• Instructions for the task: Return only those lines of the records below in which "values" appears.

Collected data entries
-------------------------

Issue #1957, opened 2024-06-24
Date Picker: Year selection not appearing


ArakTaiRoth:
# Info

The year selection on the Datepicker currently isn't showing up.
![image](https://github.com/GovAlta/ui-components/assets/1081991/da98ce82-8611-4d7c-9a4e-f80628fdc8f1)

This is currently happening in both Alpha and Production

## Acceptance Criteria:

1. Year selection on DatePicker should appear

PR #1965, opened 2024-06-25
fix(#1957): date picker year selection not appearing

syedszeeshan:
# Before (the change)
image

# After (the change)
image

### DIFF
--- a/libs/web-components/src/components/dropdown/Dropdown.svelte
+++ b/libs/web-components/src/components/dropdown/Dropdown.svelte
@@ -554,7 +554,7 @@
             `}
           data-testid="input"
           bind:this={_inputEl}
-          value={_selectedOption?.label ?? _selectedOption?.value ?? ""}
+          value={_selectedOption?.label || _selectedOption?.value || ""}
           type="text"
           role="combobox"
           autocomplete="off"


libs/web-components/src/components/calendar/Calendar.svelte
```diff
@@ -319,7 +319,7 @@
         on:_change={setYear}
       >
         {#each _years as year}
-          <goa-dropdown-item value={year} />
+          <goa-dropdown-item value={year} label={year} />
```
chrisolsen, line 322: Because the `value` of the `input` falls back to the `value` prop, I am not 100% sure this fixes the issue.

syedszeeshan: It does fix the issue as you can see in the before and after images. I will connect with you on slack.

syedszeeshan: @chrisolsen 
I ran couple of checks and turns out that the label is an empty string that's why the 'value' isn't used...I am modifying this in the Dropdown comp...hope this is not considerd a breaking change

and do we still want to explicitly set the label in the year dropdown in the Calendar component?

libs/web-components/src/components/dropdown/Dropdown.svelte
```diff
@@ -564,7 +566,7 @@
             `}
             data-testid="input"
             bind:this={_inputEl}
-            value={_selectedOption?.label ?? _selectedOption?.value ?? ""}
+            value={(_selectedOption?.label && _selectedOption?.label !== '') ? _selectedOption.label : (_selectedOption?.value ?? "")}
```
chrisolsen, line 569: This seems redundant. if `_selectedOption?.label` is truthy then `_selectedOption?.label` it is not equal to an empty string.

ArakTaiRoth (approved):

chrisolsen (dismissed):

syedszeeshan:
image

chrisolsen (approved):

Issue #1954, opened 2024-06-19
Dropdown onChange event is firing when re-selecting the current option


chrisolsen:
# Info

Dropdown `onChange` event is firing even if the currently selected option is clicked again.

## Acceptance Criteria

1. `onChange` event only fires when the actual value is changed, not when anything is clicked

![image](https://github.com/GovAlta/ui-components/assets/41582/991a0529-a8ab-43ea-8122-b42abfec4358)

chrisolsen:
An existing issue that was found will also be fixed in this PR.
https://jam.dev/c/b4610511-3917-4e65-934c-ee5934cb72c2

PR #1971, opened 2024-06-28
fix(#1954): prevent dropdown firing _change event  when the value is reselected

chrisolsen:
# Before (the change)
https://jam.dev/c/9a8ae231-c3d9-4762-bff1-34ee4c03efe8

# After (the change)
https://jam.dev/c/8db31b77-a73a-4fe8-9c69-c0ede712b240

## Steps needed to test

- [ ] For non-filterable dropdown validate that when selecting the same value repeatedly, that events are only fired the first time.
- [ ] For the filterable dropdown validate that the when clearing the selection that events are fired with a blank value and that an event is fired when you delete the filter text and Tab away


lizhuomeng71:
Issue is verified on angular and react, for autocompleted dropdown and filter

ArakTaiRoth (approved):

PR #2045, opened 2024-07-31
[Major release] Angular wrappers and React name changed

vanessatran-ddi:
I created this drafted pull request to compare/update with `alpha` branch.


.github/workflows/pull-request.yml
```diff
@@ -25,7 +25,7 @@ jobs:
       - run: npm ci
       # Run with the target branch as the base.
       - name: Lint
-        run: npx nx affected --target=lint --base=origin/${{ github.base_ref }}
+        run: npm run lint
```
chrisolsen, line 28: What is the reason for this change? I can't remember exactly why things were changed to the previous code without looking back through the history, but there was a reason :)

chrisolsen (commented):
Can you shorten your breaking change commit messages using the following format
```
fix(#999): [some commit message]

BREAKING CHANGE: [what is causing the breaking change]
```

package.json
```diff
@@ -42,35 +49,42 @@
...
+    "jest": "^29.4.1",
+    "jest-environment-jsdom": "^29.4.1",
+    "jest-preset-angular": "~14.1.1",
     "jsdom": "~22.1.0",
     "jsonc-eslint-parser": "^2.1.0",
+    "postcss": "^8.4.5",
     "ng-packagr": "18.0.0",
-    "nx": "19.3.0",
-    "postcss": "8.4.38",
+    "nx": "^19.3.1",
```
chrisolsen, line 87: Any nx version changes should/have to be done via running the `nx migrate`

chrisolsen (dismissed):

libs/web-components/src/components/checkbox/Checkbox.svelte
```diff
@@ -184,9 +184,7 @@
       {/if}
     </div>
     <div class="text" data-testid="text">
-      <slot>
         {text}
-      </slot>
```
chrisolsen, line 189: This could be a breaking change

chrisolsen (approved):

Issue #2075, opened 2024-08-21
Pagination: id of root being duplicated


PaigeDDD:
# Info

Issue raised by Andrew Filipe Naves de Barros

In our Pagination component we have a `<goa-block>` using an `id="root"`. This could potentially cause issues with React setups that is also used automatically on the main `<div id="root">` in the app. Semantic HTML states only one component can have a distinct `id` value, and they should never be shared.

This could be a bigger issue for people trying an SSR implementation. And he's personally seen issues where click events don't work as expected on other elements, because it's not sure where to assign them sometimes.

## Acceptance Criteria

1. `<goa-block>` inside Pagination has it's `id` property changed from "root" to something else

ArakTaiRoth:
I can't find anything about this happening with our Checkbox component. We have a class of "root" in our Checkbox, but no id of "root". We do however have `<goa-block id="root">` in our Pagination component, so this is indeed correct. I don't know how much of a problem this actually is though. Wil reach out to @PaigeDDD tomorrow to get some answers.

ArakTaiRoth:
Spoke with him, updated the story as needed.

chrisolsen:
Our id of `root` is within the shadow root, so it will not cause issue where id selectors. This is not an issue.

lizhuomeng71:
issue is verified on react and angular

ArakTaiRoth:
Closing this story for @chrisolsen 's comment above

PR #2163, opened 2024-09-25
fix(#2075): Changed Pagination block ID

ArakTaiRoth:
# Before

`id` property of `goa-block` element was "root"

# After

`id` property of `goa-block` element is "goa-pagination"

## Additional

Made a separate commit to add a comment to each package, so that they release on next push to main


lizhuomeng71:
issue is verified on react and angular

chrisolsen:
See my comment in the original ticket.

ArakTaiRoth:
Closing this PR as this story is not necessary

PR #2174, opened 2024-10-03
Feature/2162 & 2177 app header - privacy portal components + app header to trigger fly out menu

vanessatran-ddi:
# Before (the change)
If we want to have the look for those below 5 components:
* Accordion
* Button
* Callout
* Container
* Table
* SideMenuGroup
Like this figma design: https://www.figma.com/design/NRFUYjCwVoI9qMbFEG6s7J/Component-tokens?node-id=0-1&node-type=canvas&m=dev

It is impossible to override CSS right now, and if we override `--goa-text-default-color` for example, we will affect other components. 
This pull request is to add more specific design token variable names for those above 5 components, at the same time assigning values for those adding tokens, so it won't affect our components, but at the same time, allow other teams (specifically Privacy Portal Team) to override variable design token CSS (For example: https://github.com/vanessatran-ddi/latest-react-demo/blob/privacy-portal-components/src/override.css) 

# After (the change)
They can change the CSS variable token values on their app, example: https://vanessatran-ddi.github.io/latest-react-demo/

## Steps needed to test
The below is how we can test: @lizhuomeng71 :

Step 1:  Build the project: `npm run build:all`

Step 2: Check The 6 above components to see if their looks are different with existing components. We don't want to have anything different. 
(You can check with `ui-component-docs` by `npm link`)

Accordion: 
image

New attribute:
* iconPosition
image

Button: (remain same)
image

Callout: (style remains the same but has a new attribute `iconTheme`)
image

Container (remains the same)
image

Side Menu Group (remains the same with a new attribute `icon`)
image

(notice: for padding issue it has a PR https://github.com/GovAlta/design-tokens/pull/54 to fix)

AppHeader (styles remain the same)
image

If `onMenuClick` function is passed, then when it is on Tablet/Mobile, clicking the burger menu won't show up the AppHeaderMenu, but trigger the function `handleMenuClick`

### DIFF
--- a/libs/react-components/src/lib/accordion/accordion.tsx
+++ b/libs/react-components/src/lib/accordion/accordion.tsx
@@ -2,6 +2,7 @@ import { ReactNode } from "react";
 import { Margins } from "../../common/styling";
 
 export type GoAHeadingSize = "small" | "medium";
+export type GoAIconPosition = "left" | "right";
 
 interface WCProps extends Margins {
   open?: boolean;
@@ -11,6 +12,7 @@ interface WCProps extends Margins {
   headingContent?: ReactNode;
   maxwidth?: string;
   testid?: string;
+  iconposition?: GoAIconPosition;
 }
 
 declare global {
@@ -30,6 +32,7 @@ export interface GoAAccordionProps extends Margins {
   headingContent?: ReactNode;
   maxWidth?: string;
   testid?: string;
+  iconPosition?: GoAIconPosition;
   children: ReactNode;
 }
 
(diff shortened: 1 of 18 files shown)


lizhuomeng71:
https://jam.dev/c/e1428fa0-38ed-463c-b228-92416f4ecb66

I noticed something for the button font size is different with this PR, please see above jaber

libs/react-components/src/lib/accordion/accordion.tsx
```diff
@@ -11,6 +12,7 @@ interface WCProps extends Margins {
   headingContent?: ReactNode;
   maxwidth?: string;
   testid?: string;
+  iconposition?: string;
```
chrisolsen, line 15: This should also have the GoAIconPosition  type

chrisolsen (approved):

ArakTaiRoth (approved):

-------------------------

• Final answer:
This pull request is to add more specific design token variable names for those above 5 components, at the same time assigning values for those adding tokens, so it won't affect our components, but at the same time, allow other teams (specifically Privacy Portal Team) to override variable design token CSS (For example: https://github.com/vanessatran-ddi/latest-react-demo/blob/privacy-portal-components/src/override.css) 
They can change the CSS variable token values on their app, example: https://vanessatran-ddi.github.io/latest-react-demo/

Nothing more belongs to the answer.